Prediction of a CLDN18.2 Targeted Antibody Drug Conjugate Pharmacokinetics in Cancer Patients Using PBPK Modeling and Simulation.

Abstract

Antibody-drug conjugates (ADCs) represent a promising anticancer approach. Although physiologically based pharmacokinetics (PBPK) modeling became essential in Pharmacometrics to characterize exposure in different tissues, very few PBPK models have been published for ADCs, none within the PK-Sim/MoBi software. To capture the pharmacokinetics (PK) of an anti-Claudin 18.2 ADC, a PBPK model was built in PK-Sim and MoBi and compared to observations from three clinical studies after intravenous (IV) administration in 109 patients with cancer.
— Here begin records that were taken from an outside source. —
PR #2116, opened 2024-02-01
Fix: Narrator doesn't announce "There's no history yet"

tian-lt:
## Fix: Narrator doesn't announce "There's no history yet"
Repro steps:
1. Launch Calculator app.
1. Navigate Open navigation button and activate it.
1. Navigate to Scientific calculator list item and activate it.
1. Turn on Narrator by 'Ctrl+Win+Enter' keys.
1. Navigate to the "History" tab item and activate it.
1. Observe the issue.

Actual Result:
When no history is present there, narrator does not announce “There’s no history yet”. It announces as 'History tab item 1 of 2, selected'.

Expected Result:
When no history is present there, narrator should announce the information also as 'There’s no history yet'. It should announce as 'History tab item 1 of 2, selected, there's no history yet'.

## How
Due to the technical limitation from XAML UIA infra, there is no canonical way to append Narrator announcement right after the announcement generated for items-container, i.e. after the string _1 of 2, selected_.
To fix this problem, I have to use a work around in the announcement for Pivot Item Headers, which is, instead of saying _History tab item 1 of 2, selected, there's no history yet_, we can make it by saying _There's no history yet. History tab item 1 of 2, selected_.

### DIFF
--- a/src/Calculator/Resources/en-US/Resources.resw
+++ b/src/Calculator/Resources/en-US/Resources.resw
@@ -2778,11 +2778,11 @@
     <comment>{Locked}The Octal button</comment>
   </data>
   <data name="HistoryEmpty.Text" xml:space="preserve">
-    <value>There’s no history yet</value>
+    <value>There’s no history yet.</value>
     <comment>The text that shows as the header for the history list</comment>
   </data>
   <data name="MemoryPaneEmpty.Text" xml:space="preserve">
-    <value>There’s nothing saved in memory</value>
+    <value>There’s nothing saved in memory.</value>
     <comment>The text that shows as the header for the memory list</comment>
   </data>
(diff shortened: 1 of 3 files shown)


hanzhang54:
There is one regression issue about this fix: It is "unable to move narrator cursor" when trying to move the cursor to the item when the History/Memory is not empty. But the narrator could read the History/Memory item before.
image

tian-lt:
> There is one regression issue about this fix: It is "unable to move narrator cursor" when trying to move the cursor to the item when the History/Memory is not empty. But the narrator could read the History/Memory item before. image

Good finding.
Looks like the 11.2311.0.0 version already has such regression. We can create another PR to fix it.

hanzhang54 (approved):

hanzhang54 (approved):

The PK parameters were considered inaccurate if the predicted error ratios were outside the two-fold error range (0.5-2). In PK-Sim, we defined one PBPK model comprising three compounds (ADC, payload, and naked antibody), which were mechanistically linked. This model captured the ADC PK profile. However, additional clearance mechanisms were essential to improve the fit of the ADC elimination phase. After integration of target-mediated drug disposition (TMDD) and deconjugation of the payload in MoBi, 3 parameters were optimized for each of the ADC and the payload (degradation rate constant and reference concentration of the target, deconjugation rate constant, lipophilicity, nonspecific hepatic clearance rate constant and passive renal clearance of the payload). The PK data were adequately captured for both observed compounds, with a predicted error ratio within the two-fold range: C_max__ADC (1.07-1.50), C_{max_Payload} (0.56-1.18), AUC_{0-504h_ADC} (0.73-1.23) and AUC_{0-504h_payload} (0.77-1.37). The "parameter optimization" of different parameters allowed accurately capturing the observed data for both ADC and payload in cancer patients for an anti-Claudin 18.2 ADC. This analysis paves the way for PBPK modeling of other ADCs currently in development.